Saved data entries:
◆ ◆ ◆ ◆ ◆

PR #11604, opened 2020-01-03
Search focus

### LINKED ISSUE #8261: With ContextualMenu open, clicking in SearchBox does not properly focus SearchBox
### Environment Information 
 
- __Package version(s)__: 6.143.1
- __Browser and OS versions__: All (different behaviors in each)

1. Open this [CodeSandbox](https://codesandbox.io/s/8llkop3wo2).
2. Click on the button to open the context menu
3. Click on the SearchBox

 
#### Actual behavior:
 
**Chrome:** Search box is focused, but does not show focus borders and the 'search' icon does not disappear. However, user is able to type in search box still.
**Edge:** Search box does not show focus borders and 'search' icon does not disappear. However, use is NOT able to type in the search box, despite the browser showing a blinking cursor.
**Firefox:** Search box does not show focus borders, 'search' icon does not disappear, no blinking cursor, User is unable to type.
 
#### Expected behavior:
 
Search box focuses (and shown with focus borders and search icon disappearing) and user is able to type

Are you willing to submit a PR to fix? Yes, but may not have time
 
Requested priority: Normal
 
micahgodbolt:
#### Pull request checklist

- [ ] Addresses an existing issue: Fixes #8261

#### Description of changes

To put search more in line with Textfield, i removed the event group and put onBlur back on the input. The event group has been there since before 2017, so i'm not 100% why someone thought it was necessary. 

If you know why this approach wouldn't work, please do tell, otherwise it fixes #8261

#### Focus areas to test

(optional)

###### Microsoft Reviewers: [Open in CodeFlow](http://wpcp.azurewebsites.net/CodeFlowProtocolProxy2.php?pullrequest=https://github.com/OfficeDev/office-ui-fabric-react/pull/11604)

### DIFF
--- a/packages/office-ui-fabric-react/src/components/SearchBox/SearchBox.base.tsx
+++ b/packages/office-ui-fabric-react/src/components/SearchBox/SearchBox.base.tsx
@@ -3,7 +3,6 @@ import { ISearchBoxProps, ISearchBoxStyleProps, ISearchBoxStyles } from './Searc
 import {
   initializeComponentRef,
   warnDeprecations,
-  EventGroup,
   getId,
   KeyCodes,
   classNamesFunction,
@@ -32,7 +31,6 @@ export class SearchBoxBase extends React.Component<ISearchBoxProps, ISearchBoxSt
   private _inputElement = React.createRef<HTMLInputElement>();
   private _latestValue: string;
   private _fallbackId: string;
-  private _events: EventGroup | undefined;
 
   public constructor(props: ISearchBoxProps) {
     super(props);
@@ -62,12 +60,6 @@ export class SearchBoxBase extends React.Component<ISearchBoxProps, ISearchBoxSt
       this.setState({
         value: newProps.value || ''
       });
-    }
-  }
-
-  public componentWillUnmount() {
-    if (this._events) {
-      this._events.dispose();
     }
   }
 
@@ -115,7 +107,6 @@ export class SearchBoxBase extends React.Component<ISearchBoxProps, ISearchBoxSt
         <input
           {...nativeProps}
           id={id}
-          onFocusCapture={() => console.log('focus capture')}
           className={classNames.field}
           placeholder={placeholderValue}
           onChange={this._onInputChange}
@@ -126,6 +117,7 @@ export class SearchBoxBase extends React.Component<ISearchBoxProps, ISearchBoxSt
           role="searchbox"
           aria-label={ariaLabel}
           ref={this._inputElement}
+          onBlur={this._onBlur}
         />
         {value!.length > 0 && (
           <div className={classNames.clearButton}>
@@ -185,11 +177,6 @@ export class SearchBoxBase extends React.Component<ISearchBoxProps, ISearchBoxSt
       hasFocus: true
     });
 
-    if (!this._events) {
-      this._events = new EventGroup(this);
-    }
-    this._events.on(ev.currentTarget, 'blur', this._onBlur, true);
-
     if (this.props.onFocus) {
       this.props.onFocus(ev as React.FocusEvent<HTMLInputElement>);
     }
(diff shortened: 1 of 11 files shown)


micahgodbolt:
Tests run locally. Good sign.

micahgodbolt:
hmm...build failing but not sure why. nothing obvious (to me) in the logs

packages/office-ui-fabric-react/src/components/SearchBox/SearchBox.base.tsx
```diff
@@ -65,13 +63,6 @@ export class SearchBoxBase extends React.Component<ISearchBoxProps, ISearchBoxSt
     }
   }
 
-  // tslint:disable-next-line function-name
-  public UNSAFE_componentWillMount() {
```
ecraig12345: Umm.........what on earth was this doing..............

micahgodbolt:
I found the PR where this was changed:

https://github.com/OfficeDev/office-ui-fabric-react/pull/523

packages/office-ui-fabric-react/src/components/SearchBox/SearchBox.base.tsx
ecraig12345: Typo (by me) 🙄 ...and then the UNSAFE_ prefix was added in a general pass.

micahgodbolt:
@joschect is also looking into another possible solution here

ecraig12345:
> @joschect is also looking into another possible solution here

If the fix continues to use the EventGroup, please move the disposal to `componentWillUnmount`. 🤣

micahgodbolt:
@ecraig12345 Jon is good here. Are you ready to sign off?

◆ ◆ ◆ ◆ ◆

◆ TASK REQUIREMENTS: Please print the records above exactly from their first line. End with the line containing "#### Description of changes", and include it.

◆ OUTPUT OF THE EXERCISE:
PR #11604, opened 2020-01-03
Search focus

### LINKED ISSUE #8261: With ContextualMenu open, clicking in SearchBox does not properly focus SearchBox
### Environment Information 
 
- __Package version(s)__: 6.143.1
- __Browser and OS versions__: All (different behaviors in each)

1. Open this [CodeSandbox](https://codesandbox.io/s/8llkop3wo2).
2. Click on the button to open the context menu
3. Click on the SearchBox

 
#### Actual behavior:
 
**Chrome:** Search box is focused, but does not show focus borders and the 'search' icon does not disappear. However, user is able to type in search box still.
**Edge:** Search box does not show focus borders and 'search' icon does not disappear. However, use is NOT able to type in the search box, despite the browser showing a blinking cursor.
**Firefox:** Search box does not show focus borders, 'search' icon does not disappear, no blinking cursor, User is unable to type.
 
#### Expected behavior:
 
Search box focuses (and shown with focus borders and search icon disappearing) and user is able to type

Are you willing to submit a PR to fix? Yes, but may not have time
 
Requested priority: Normal
 
micahgodbolt:
#### Pull request checklist

- [ ] Addresses an existing issue: Fixes #8261

#### Description of changes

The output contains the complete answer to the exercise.